In the 2024-2025 academic year, I served as a graduate mentor for the Queens Experience in Discrete Mathematics REU. I worked with Luis Hernandez (York College) and Sean Ku (NYU, now UCLA) under the guidance of Dr. Radosław Wojciechowski (York College, CUNY GC) and Dr. Jun Masamune (Tohoku University).

Our project characterized form uniqueness on weakly spherically symmetric graphs. A weakly spherically symmetric graph \(X\) is a locally finite connected infinite graph, with a finite “center” set \(O\), and which is spherically symmetric about \(O\) with respect to edge weight and measure. The canonical examples would be trees or antitrees with uniform edge weight and measure, but they can get a lot more complicated. The measure of a weakly spherically symmetric graph may be finite or infinite, and there are no restrictions on combinatorial degree.

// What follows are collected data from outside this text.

PR #246, opened 2022-11-16
fix: replace default errors with specific errors

koderholic:
What this PR does

1. Added a ledger error parser so that ledger device errors showing up as internal errors would now be more specific
2. Added a node error parser so that RSK's low gas fee error is correctly interpreted. (More node error cases will be added to the parser as they are discovered)
3. Added error parser for Debridge. wrap debridge quote and transaction api calls using the parser
4. Added  basic error parser for thorchain. Wrapped thorchain api calls using the parser

Reference ticket here:
https://linear.app/liquality/issue/COR-77/common-error-message-displaying-in-the-wallet-regardless-of-the-issue
https://linear.app/liquality/issue/LIQ-1632/getting-error-when-swapping-rbtc-to-sov-using-sovryn-rates-for-small
https://linear.app/liquality/issue/COR-75/implement-debridge-error-parser
https://linear.app/liquality/issue/COR-41/implement-thorchain-api-error-parser


monokh (approved):
really need to move messages out of wallet-core though

PR #257, opened 2022-11-30
fix: report error with user consent

koderholic:
This PR does the following

1. Add error reporting config to error parser so that errors are only reported if useReporter is true (based on user preference in wallet)
2. Add action, mutation and migration script to support logging error to state


packages/wallet-core/src/store/migrations/23_add_error_log.ts
```diff
@@ -0,0 +1,11 @@
+import { updateErrorReporterConfig, LiqualityErrorJSON } from '@liquality/error-parser';
+import store from '..';
+
+// Add error log to state
+export const addErrorLog = {
+  version: 23,
+  migrate: async (state: any) => {
+    updateErrorReporterConfig({ fallback: (error: LiqualityErrorJSON) => store.dispatch.logError(error) });
+    return { ...state, errorLog: [] };
```
monokh: I don't think you need a migration for this? 
It's better to avoid migrations unless they are really necessary
This can be achieved by just creating the array if it does not exist in the mutation

packages/wallet-core/src/store/types.ts
```diff
@@ -202,6 +203,7 @@ export type HistoryItem = NFTSendHistoryItem | SendHistoryItem | SwapHistoryItem
 
 export enum ExperimentType {
   ManageAccounts = 'manageAccounts',
+  ReportErrors = 'reportErrors',
```
monokh, line 206: Why does this need to be an experiement? Seems pretty straightforward

monokh: experiements are for when you need to enable something in the experiements tab in the wallet

packages/wallet-core/src/store/types.ts
```diff
@@ -256,6 +258,8 @@ export interface RootState {
   experiments: Partial<Record<ExperimentType, boolean>>;
   whatsNewModalVersion: string;
   enabledChains: WalletIdNetworkMap<ChainId[]>;
+
+  errorLog: LiqualityErrorJSON[];
```
monokh, line 262: Why here? This is the account object in the state. I don't see any errors being specifically stored for the account - only see it at root

packages/wallet-core/src/store/types.ts
monokh: But this feature is necessary and we want to it work at all times
If a user misses an error in the log, makes everyone's life more difficult

monokh (changes requested):

packages/wallet-core/src/store/types.ts
koderholic: Yeah, got your point. See Rydmac's reason for wanting the experiment (https://discord.com/channels/745324936607957022/1047117622816280607/1047213446082613339)

One way to satisfy that desire is to add a variable to env for environment so that when environment is dev, errors would always be reported (discord, sentry, console, e.t.c) What do you think ?

Also, the current implementation logs error to state only when analytics is disabled, do you think it should always log to state ?

packages/wallet-core/src/store/types.ts
koderholic: @monokh Not sure I understand your point. Currently there is one errorLog and it's in the state's root. Do you mean each account should have its own errorLog?

It's possible the collapsing of lines might be causing you to see `errorLog: LiqualityErrorJSON[];` in account object in state rather than in the state root. Could you look again in the full file (https://github.com/liquality/wallet-core/blob/9e5ff10c78e238f1d929f797dba906d5043f8f0f/packages/wallet-core/src/store/types.ts) ?

monokh (approved):

PR #283, opened 2023-01-20
fix: thorchain hash

mpwanyi256:
This PR fixes the thorchain hash address, removing `ox` from transaction hashes if they exist

### DIFF
--- a/packages/wallet-core/src/swaps/thorchain/ThorchainSwapProvider.ts
+++ b/packages/wallet-core/src/swaps/thorchain/ThorchainSwapProvider.ts
@@ -188,8 +188,10 @@ class ThorchainSwapProvider extends SwapProvider {
 
   async _getTransaction(hash: string): Promise<ThorchainTransactionResponse | null> {
     try {
-      return await this.thorchainAPIErrorParser.wrapAsync(() => this._httpClient.nodeGet(`/thorchain/tx/${hash}`), {
-        txHash: hash,
+      const hasOx = hash.charAt(0) + hash.charAt(1) === '0x'
+      const transactionHash = hasOx ? hash.slice(2) : hash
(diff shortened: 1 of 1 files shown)


packages/wallet-core/src/swaps/thorchain/ThorchainSwapProvider.ts
```diff
@@ -188,8 +188,10 @@ class ThorchainSwapProvider extends SwapProvider {
 
   async _getTransaction(hash: string): Promise<ThorchainTransactionResponse | null> {
     try {
-      return await this.thorchainAPIErrorParser.wrapAsync(() => this._httpClient.nodeGet(`/thorchain/tx/${hash}`), {
-        txHash: hash,
+      const hasOx = hash.charAt(0) + hash.charAt(1) === '0x'
+      const transactionHash = hasOx ? hash.slice(2) : hash
+      return await this.thorchainAPIErrorParser.wrapAsync(() => this._httpClient.nodeGet(`/thorchain/tx/${transactionHash}`), {
+        txHash: transactionHash,
```
koderholic, line 194: @mpwanyi256 Is there a reason you're taking out the '0x'?

koderholic, line 194: @mpwanyi256 Is there a reason you're taking out the '0x'?

koderholic (changes requested):

packages/wallet-core/src/swaps/thorchain/ThorchainSwapProvider.ts
mpwanyi256: @koderholic yes, apparently thorchain updated to remove 0x that's why we the api was failing

koderholic: Oh! Got it!

koderholic (approved):
LGTM

Issue #481, opened 2025-07-03
Consider escalating priviledge to `sudo` automatically when copying `.so` file or editing ini file


dilawar:
https://github.com/davidcole1340/ext-php-rs/blob/060c8bfb2dacffe35cffb558d4f3738d86a5d34c/crates/cli/src/lib.rs#L224 

The problem 

If you are outside docker and/or don't have permissions to write into php's config directory.

- `cargo php install` will fails if normal user don't have permissions to copy file or write to `.ini` file.
- `sudo cargo php install` is likely to fail since `cargo` is installed in user's `~/.cargo/bin` directory.
- `sudo ~/.cargo/bin/cargo php install` is likely to rebuild and change the owner to `root` of many intermediate files make normal `cargo b` to fail.

Solution: before copying file, check it it requires admin privilge and use `sudo2` or `elevate` crate to escalate priviledge.

dilawar:
Would you accept a MR if this make sense?

Xenira:
I really like that idea. I would also like to add a root check and just fail unless something like `--bypass-root-check` is passed.

dilawar:
Getting root check on Windows may be tricky. I am not even sure how PHP installation works on Windows.

PR #482, opened 2025-07-03
feat(cargo-php)!: escalate privilege and to copy extension and edit ini file

dilawar:
Fixes: #481
BREAKING CHANGE: installing extensions as root user will now fail unless `--bypass-root-check` is provided

### DIFF
--- a/crates/cli/Cargo.toml
+++ b/crates/cli/Cargo.toml
@@ -19,7 +19,9 @@ dialoguer = "0.11"
 libloading = "0.8"
 cargo_metadata = "0.20"
 semver = "1.0"
-elevate = "0.6.1"
+
+[target.'cfg(unix)'.dependencies]
+libc = "0.2"
 
 [lints.rust]
 missing_docs = "warn"
--- a/crates/cli/src/lib.rs
+++ b/crates/cli/src/lib.rs
@@ -142,6 +142,7 @@ struct Remove {
     /// Whether to bypass the remove prompt.
     #[clap(long)]
     yes: bool,
+    #[cfg(unix)]
     /// Whether to bypass the root check
     #[clap(long)]
     bypass_root_check: bool,
@@ -198,12 +199,11 @@ impl Install {
             self.no_default_features,
         )?;
 
-        if !self.bypass_root_check {
-            anyhow::ensure!(
-                elevate::check() == elevate::RunningAs::User,
-                "Running as root is not recommended. Use --bypass-root-check to override."
-            );
-        }
+        #[cfg(unix)]
+        anyhow::ensure!(
+            self.bypass_root_check || !is_root(),
+            "Running as root is not recommended. Use --bypass-root-check to override."
+        );
 
         let (mut ext_dir, mut php_ini) = if let Some(install_dir) = self.install_dir {
             (install_dir, None)
@@ -246,10 +246,10 @@ impl Install {
     }
 }
 
-// Update extension information in the ini file, if fails, try with sudo again.
-//
-// Write to a temp file then move it to given path. Use `sudo` on unix to move
-// file if needed.
+/// Update extension line in the ini file.
+///
+/// Write to a temp file then copy it to a given path. If this fails, then try
+/// `sudo mv` on unix.
 fn update_ini_file(php_ini: &PathBuf, ext_name: &str, disable: bool) -> anyhow::Result<()> {
     let current_ini_content = std::fs::read_to_string(php_ini)?;
     let mut ext_line = format!("extension={ext_name}");
@@ -267,25 +267,29 @@ fn update_ini_file(php_ini: &PathBuf, ext_name: &str, disable: bool) -> anyhow::
     }
 
     new_lines.push(&ext_line);
+
     write_to_file(new_lines.join("\n"), php_ini)?;
     Ok(())
 }
 
-// Copy extension, if fails, try with sudo cp.
-//
-// Checking if we have write permission for ext_dir may fail due to ACL, group
-// list and and other nuances. See
-// https://doc.rust-lang.org/std/fs/struct.Permissions.html#method.readonly
+/// Copy extension, if fails, try with sudo cp.
+///
+/// Checking if we have write permission for ext_dir may fail due to ACL, group
+/// list and and other nuances. See
+/// https://doc.rust-lang.org/std/fs/struct.Permissions.html#method.readonly.
 fn copy_extension(ext_path: &Utf8PathBuf, ext_dir: &PathBuf) -> anyhow::Result<()> {
     if let Err(_e) = std::fs::copy(ext_path, ext_dir) {
         #[cfg(unix)]
         {
-            let _ = std::process::Command::new("sudo")
+            let s = std::process::Command::new("sudo")
                 .arg("cp")
                 .arg(ext_path)
                 .arg(ext_dir)
                 .status()?;
+            anyhow::ensure!(s.success(), "Failed to copy extension");
         }
+        #[cfg(not(unix))]
+        anyhow::bail!("Failed to copy extension: {_e}");
     }
     Ok(())
 }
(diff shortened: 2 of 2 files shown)


crates/cli/Cargo.toml
```diff
@@ -19,6 +19,7 @@ dialoguer = "0.11"
 libloading = "0.8"
 cargo_metadata = "0.20"
 semver = "1.0"
+sudo = "0.6.0"
```
Xenira: This crate is no longer maintained afaik.

crates/cli/src/lib.rs
```diff
@@ -193,6 +199,10 @@ impl Install {
             self.no_default_features,
         )?;
 
+        if !self.bypass_root_check {
+            escalate_root();
```
Xenira: Not what I had in mind.

Was looking for [privilege seperation](https://en.m.wikipedia.org/wiki/Privilege_separation).

When doing `sudo cargo php install` we should fail instantly with a message like 'this should not be executed as root. If you know what you are doing execute it again with the --bypass-root-check flag'.

Only the copy operation should be executed with root privileges.
As this is a simple `cp` operation I don't think we need to overcomplicate this and can just use `Command` to do this and guard that for *nix systems.

Xenira (changes requested):

crates/cli/Cargo.toml
dilawar: There are two forks that I know of, but they both pull extra deps 'tracing'. Since this project doesn't use tracing, I preferred to use this one.

crates/cli/src/lib.rs
dilawar: I totally misunderstood you. This is better and doesn't even need `sudo` crate.

crates/cli/src/lib.rs
```diff
@@ -221,45 +233,63 @@ impl Install {
...
+fn copy_extension(ext_path: &Utf8PathBuf, ext_dir: &PathBuf) -> anyhow::Result<()> {
+    if let Err(_e) = std::fs::copy(ext_path, ext_dir) {
+        #[cfg(unix)]
+        {
+            let _ = std::process::Command::new("sudo")
+                .arg("cp")
+                .arg(ext_path)
+                .arg(ext_dir)
+                .status()?;
+        }
```
Xenira: This silently drops the error on non unix systems

crates/cli/src/lib.rs
```diff
@@ -568,3 +598,34 @@ fn build_ext(
...
+            let _ = std::process::Command::new("sudo")
+                .arg("mv")
+                .arg(&tempf)
+                .arg(filepath)
+                .status()?;
+        }
+
+        #[cfg(not(unix))]
+        anyhow::bail!("failed to write to {filepath:?}");
+    }
```
Xenira: Technically this could override changes made between the time the tmp file is created and its copied.

But I think that is fine for now.

Xenira (changes requested):
That looks a lot like what I was thinking about. Thanks!

Maybe we can check if we are running with root without needing the dependency, but haven't looked into that.

crates/cli/src/lib.rs
dilawar: Missed that! Will make changes.

dilawar:
> Maybe we can check if we are running with root without needing the dependency, but haven't looked into that.

I'll borrow the function from `elevate/sudo` crate that check if we are running as root. Knowing the `uid`/`gui` should be sufficient here.

crates/cli/src/lib.rs
dilawar: I tried adding a write lock, but then I didn't know how to do it properly on Windows without pulling-in `windows-rs` crate.

There is https://crates.io/crates/tempfile that may be a cross-platform solution.

crates/cli/Cargo.toml
```diff
@@ -20,5 +20,8 @@ libloading = "0.8"
 cargo_metadata = "0.20"
 semver = "1.0"
 
+[target.'cfg(unix)'.dependencies]
```
dilawar, line 23: Using it to determine if current user is `root`/`sudo` or not! This crate is already in `Cargo.lock` and at least used by two other deps.

crates/cli/src/lib.rs
```diff
@@ -193,6 +198,14 @@ impl Install {
             self.no_default_features,
         )?;
 
+        #[cfg(unix)]
+        if !self.bypass_root_check {
+            anyhow::ensure!(
+                !is_root(),
+                "Running as root is not recommended. Use --bypass-root-check to override."
+            );
+        }
```
Xenira:
```suggestion
        anyhow::ensure!(
            self.bypass_root_check || !is_root(),
            "Running as root is not recommended. Use --bypass-root-check to override."
        );
```

crates/cli/src/lib.rs
```diff
@@ -221,45 +234,67 @@ impl Install {
...
+
+    write_to_file(new_lines.join("\n"), php_ini)?;
+    Ok(())
+}
+
+// Copy extension, if fails, try with sudo cp.
+//
+// Checking if we have write permission for ext_dir may fail due to ACL, group
+// list and and other nuances. See
+// https://doc.rust-lang.org/std/fs/struct.Permissions.html#method.readonly.
```
Xenira:
```suggestion
/// Copy extension, if fails, try with sudo cp.
///
/// Checking if we have write permission for ext_dir may fail due to ACL, group
/// list and and other nuances. See
/// https://doc.rust-lang.org/std/fs/struct.Permissions.html#method.readonly.
```

crates/cli/src/lib.rs
```diff
@@ -568,3 +603,46 @@ fn build_ext(
 
     bail!("Failed to retrieve extension path from artifact")
 }
+
+// Write content to a given filepath.
+//
+// We may not have write permission but we may have sudo privilege on unix. So
+// we write to a temp file and then try moving it to given filepath, and retry
+// with sudo on unix.
```
Xenira:
```suggestion
/// Write content to a given filepath.
///
/// We may not have write permission but we may have sudo privilege on unix. So
/// we write to a temp file and then try moving it to given filepath, and retry
/// with sudo on unix.
```

crates/cli/src/lib.rs
```diff
@@ -568,3 +603,46 @@ fn build_ext(
...
+        #[cfg(not(unix))]
+        anyhow::bail!("failed to write to {filepath:?}");
+    }
+
+    Ok(())
+}
+
+#[cfg(unix)]
+fn is_root() -> bool {
+    // nix::unistd::Uid::effective().is_root()
```
Xenira:
```suggestion
```

crates/cli/src/lib.rs
```diff
@@ -568,3 +603,46 @@ fn build_ext(
...
+    let uid = unsafe { libc::getuid() };
+    let euid = unsafe { libc::geteuid() };
+
+    match (uid, euid) {
+        (0, 0) => true,
+        (_, 0) => true, // suid set
```
Xenira: The second case always matches if the first one does.

This would be equivalent:

```suggestion
        (_, 0) => true, // suid set
```

crates/cli/src/lib.rs
```diff
@@ -221,45 +234,67 @@ impl Install {
...
         }
 
         Ok(())
     }
 }
 
+// Update extension line in the ini file.
+//
+// Write to a temp file then copy it to a given path. If this fails, then try
+// `sudo mv` on unix.
```
Xenira:
```suggestion
/// Update extension line in the ini file.
///
/// Write to a temp file then copy it to a given path. If this fails, then try
/// `sudo mv` on unix.
```

crates/cli/src/lib.rs
```diff
@@ -140,6 +142,9 @@ struct Remove {
     /// Whether to bypass the remove prompt.
     #[clap(long)]
     yes: bool,
+    /// Whether to bypass the root check
+    #[clap(long)]
+    bypass_root_check: bool,
```
Xenira, line 148: Only need that option on unix systems

```suggestion
    #[cfg(unix)]
    /// Whether to bypass the root check
    #[clap(long)]
    bypass_root_check: bool,
```

Xenira (changes requested):

Xenira:
@dilawar Thank you! Could you update the guide documentation to include the new behaviour?

The git commit history could benefit from a cleanup as well. See the [CONTRIBUTING.md](https://github.com/davidcole1340/ext-php-rs/blob/master/CONTRIBUTING.md#commit-messages).

dilawar:
I'll definitely give it a shot, but I am terrible at writing!  I'll rebase/cleanup git history.

Xenira:
> I'll definitely give it a shot, but I am terrible at writing! I'll rebase/cleanup git history.

I can do the documentation :)

kakserpom:
[nix::unistd](https://docs.rs/nix/latest/nix/unistd/index.html) looks like a better fit.

Issue #455, opened 2025-06-17
Add issue templates to improve issue quality


Xenira:
<!-- see this issue why this is needed

PR #483, opened 2025-07-03
chore(github): add issue and pr templates

Xenira:
Refs: #455


Xenira:
@ptondereau not sure if they are to involved. Want to have some structure and collect the required information while not overwhelming ppl.

That is one reason why i'd still allow plain issue creation.

What do you think?

ptondereau (approved):

ptondereau:
> @ptondereau not sure if they are to involved. Want to have some structure and collect the required information while not overwhelming ppl.
> 
> That is one reason why i'd still allow plain issue creation.
> 
> What do you think?

It's ok to me. 
For bug report the main concern I faced is always asking the PHP version and the lib version 😄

Form uniqueness refers to uniqueness of energy forms associated to \(X\). We can define a minimal energy form \(Q^{(D)}\) and a maximal energy form \(Q^{(N)}\). Here, minimal and maximal refer to the domains of these operators–the domain of \(Q^{(D)}\) is the space of functions which decay to 0, and the domain of \(Q^{(N)}\) is the space of all finite-energy functions in \(\ell^2\). On a given graph, if these domains are equal, the maximal and minimal forms agree and we say the graph satisfies form uniqueness.